It is evident that this regulation does not expressly include taxes as an item of cost. None the less, petitioner claims that the previously named taxes are factors properly entering into cost of inventory for one or both of two reasons, namely, (1) because the practice conforms with the accounting method consistently followed by petitioner and a large part of the industry, and (2) because the taxes in question are indirect expenses incident to and necessary for the production of the ore. We do not agree that the taxes in question are such indirect expenses nor that they are properly treated as such cost because of the accounting method in question. '

While petitioner and a large part of the ore mining industry customarily have treated accrued taxes as part of the cost of inventory, it does not follow thereby that respondent is bound to adopt it as the best accounting practice in the trade or business and as most clearly reflecting income. The determination of the valuation of inventories, including therein all items entering into the basis and the approval of the accounting system used, is expressly confided to the Commissioner. As was said by the Court of Claims in Riverside Manufacturing Co. v. United States, 67 Ct. Cls. 117, certiorari denied, 279 U. S. 863:

* * * It is true that the commissioner, in section 203 [similar to section 22 (c) of the Revenue Acts of 1934 and 1936], is directed to conform the inventories “as nearly as may be to the best accounting practice in the trade or business and as most clearly reflecting the income.” The language quoted is directory and not mandatory, and obviously confides to the commissioner and Secretary the ascertainment of the best accounting practice in the trade or business. * * *

Respondent has here determined that petitioner’s practice of including the accrued taxes as part of cost of inventory was improper.. In disallowing the taxes as cost, as defined in article 22 (c)-3 of the Treasury regulations, respondent thereby construed the term “indirect expenses” as not including taxes. His action must be sustained unless it is shown to be arbitrary and capricious. Lucas v. Kansas City Structural Steel Co., 281 U. S. 264; Mc Duffie v. United States, 19 Fed. Supp. 239. The burden of such showing is on the petitioner. We think it has not sustained this burden. Such taxes are not shown to be indirect expenses incident to and necessary for the production of petitioner’s ore and are not a part of the management expenses within the meaning of article 22 (c)-3 of the regulations. The type of indirect expenses contemplated by" the regulations as includable in cost of inventory are such as are incident to operating charges. In this case, operating charges are expenses attributable to taking the ore from the mine.
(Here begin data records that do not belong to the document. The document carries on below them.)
PR #15, opened 2016-02-29
Allow pyramid apps to generate their own trace information

spladug:
This is important for external-facing pyramid applications so that trace
headers don't get polluted with client-sent garbage.

:eyeglasses: @kjoconnor @xilvar

### DIFF
--- a/baseplate/integration/pyramid.py
+++ b/baseplate/integration/pyramid.py
@@ -9,7 +9,10 @@ An abbreviated example of it in use::
         configurator = Configurator()
 
         baseplate = Baseplate()
-        baseplate_config = BaseplateConfigurator(baseplate)
+        baseplate_config = BaseplateConfigurator(
+            baseplate,
+            trust_trace_headers=True,
+        )
         configurator.include(baseplate_config.includeme)
 
         return configurator.make_wsgi_app()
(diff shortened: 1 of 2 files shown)


baseplate/integration/pyramid.py
```diff
@@ -43,9 +58,14 @@ def _on_new_request(self, event):
             # TODO: some metric for 404s would be good
             return
 
-        trace_id = request.headers.get("X-Trace", "no-trace")
-        parent_id = request.headers.get("X-Parent", "no-parent")
-        span_id = request.headers.get("X-Span", "no-span")
+        if self.trust_trace_headers:
+            trace_id = request.headers.get("X-Trace", "no-trace")
```
kjoconnor: Not really sure, but would we want to make our headers for this slightly more unique? i.e. X-Reddit-Trace or something? Just in case there's something else out there that does tracing and would stomp on others. This might not be a real concern, so who knows!

kjoconnor:
:fish: , just a question of naming

baseplate/integration/pyramid.py
spladug: Nothing's really using this yet, so we could definitely change them if it's an issue. I don't really feel strongly.

xilvar:
:fish: cool, looks good... I want to see those trace visualizations :)

spladug:
a5a20363a31788e1ef42f3deca4cf58fcf9b22e8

The fact that petitioner’s sole operation consists of mining in Wisconsin and that most of its income arises from this operation does not constitute payment or accrual of such taxes an indirect expense incident and necessary to the production of ore. Consistency in the administration of the revenue laws demands adherence to properly established administrative rules unaffected by the scope of a taxpayer’s production or business. The taxes in question are not, therefore, includable as cost in the valuation of inventories at cost under the cited article of respondent’s regulations.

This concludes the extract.